Do not worry

Do not worry

Matthew 6:25- “Therefore I tell you, do not worry about your life, what you will eat or drink; or about your body, what you will wear. Is not life more than food, and the body more than clothes? Look at the birds of the air; they do not sow or reap or store away in barns, and yet your heavenly Father feeds them. Are you not much more valuable than they? Can any one of you by worrying add a single hour to your life? ..

There are many verses in the Bible that tell us not to be anxious, worried, or afraid, but how do we stop? Sometimes, especially if you have an anxiety disorder it can feel overwhelmingly impossible to stop worrying, and verses like those in Matthew 6 can make you start to question your faith.

When looking at Bible verses it is helpful to understand the difference between being worried and having an anxiety disorder.

Anxiety is an experience that is universal to us all. Whether it's taking an exam, going for a job interview, or even asking someone out, we have all felt its effects. The racing heart, quickening breaths, churning stomach, and restless legs are all familiar symptoms that accompany this feeling. Our bodies are naturally programmed to react to increasing levels of adrenaline, which provides us with the fight/flight/freeze response that we need in case of an attack.

However, in modern times, the likelihood of being attacked by wild animals or experiencing violent situations has diminished significantly. Nevertheless, our built-in safety systems remain in place and can be triggered at any time when we perceive a threat. This can be advantageous as it can motivate us to prepare for an exam or make sure we are wearing our best suit.

When anxiety starts to interfere with our lives and becomes more severe and long lasting it can be called an anxiety disorder. People with anxiety disorders experience anxiety that they have little control over, they may realise that it is not proportional to the threat that they face, but are unable to be reassured about it. Anxiety can be tiring and result in a sense of isolation and loneliness.

Worrying is different. It can be alleviated through reassurance, is generally focused on a single concern, and tends to be proportionate to the situation. Once the issue is resolved, the worry fades away.

The Greek word merimnate is translated as anxiety or worry in our Bibles, this word means to be pulled apart or divided. When we worry our focus is pulled away from God onto all of the things that concern us, our minds are divided.

Ecclesiastes 2: 22 What do people get for all the toil and anxious striving with which they labour under the sun? 23 All their days their work is grief and pain; even at night their minds do not rest. This too is meaningless.

We are called not to worry but to trust God for all we need, taking our worries to Him and trusting that whatever the outcome, it will be what our loving Father wants for us.

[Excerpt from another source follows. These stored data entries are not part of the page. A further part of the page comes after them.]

PR #813, opened 2022-04-25
[CS-3669] - Handle submit request to email card drop

danibonilha:
### Description

This PR adds the mutation to request a card drop, also it adds the `hubBodyBuilder` 💪  helper to facilitate building the body on next requests.

Missing pieces, we still need to update the data after posting to this URL, but it's not so trivial since this is a different api than the safes, or hub-public one, so, still need to think what is the best way to do that, we could also think about adding some transition animation, but that's a nice to have we can add later.

### Screenshots

Simulator Screen Recording - iPhone 11 - 2022-04-25 at 18 22 13

### DIFF
--- a/cardstack/src/services/hub/hub-service.ts
+++ b/cardstack/src/services/hub/hub-service.ts
@@ -21,16 +21,16 @@ export const fetchHubBaseQuery: BaseQueryFn<
   FetchBaseQueryError
 > = async (args, api, extraOptions) => {
   const network = await getNetwork();
-  const baseUrl = network === Network.xdai ? HUB_URL : HUB_URL_STAGING;
+  const hubUrl = network === Network.xdai ? HUB_URL : HUB_URL_STAGING;
 
   const result = await fetchBaseQuery({
-    baseUrl,
+    baseUrl: `${hubUrl}/api`,
     prepareHeaders: async (headers, { getState }) => {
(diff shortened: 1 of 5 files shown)


cardstack/src/services/hub/hub-service.ts
```diff
@@ -21,16 +21,16 @@ export const fetchHubBaseQuery: BaseQueryFn<
   FetchBaseQueryError
 > = async (args, api, extraOptions) => {
   const network = await getNetwork();
-  const baseUrl = network === Network.xdai ? HUB_URL : HUB_URL_STAGING;
+  const hubUrl = network === Network.xdai ? HUB_URL : HUB_URL_STAGING;
 
   const result = await fetchBaseQuery({
-    baseUrl,
+    baseUrl: `${hubUrl}/api`,
```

When the Bible talks about anxiety, it is often referring to the worry that we feel about the stresses in life rather than an anxiety disorder. When we can choose our response to this worry, we should choose to trust God rather than ourselves. Anxiety should make us turn towards God but sometimes that is hard to do that when anxiety gets out of control.

1 Peter 5: 6 Humble yourselves, therefore, under God’s mighty hand, that he may lift you up in due time. 7 Cast all your anxiety on him because he cares for you.

If you have an anxiety disorder you may find that you are unable to let go of the anxious thoughts you are experiencing and give it all to God. This does not mean that you are sinning or are weak in your faith. When your brain is in an anxious state it can be impossible to choose how you react, the adrenaline takes over the rational, thinking part of the brain leaving you with the fight/flight/freeze system. Sometimes all that you can do when you are so overwhelmed is survive and get through the day. Doing relaxing things to help you bring the levels of anxiety down and talking about how you feel can help. There will be times when your brain is calmer and you can start to remind it of the goodness of God.

Psalm 94:18 When I said, “My foot is slipping,” your unfailing love, Lord, supported me. 19 When anxiety was great within me, your consolation brought me joy.

Remember when you are feeling anxious that there are better days ahead. I always take great comfort from these verses from 2 Corinthians which reassures me that anxiety is a reminder from God to not rely on our own strength but His.

2 Corinthians 8 We were under great pressure, far beyond our ability to endure, so that we despaired of life itself. 9 Indeed, we felt we had received the sentence of death. But this happened that we might not rely on ourselves but on God, who raises the dead.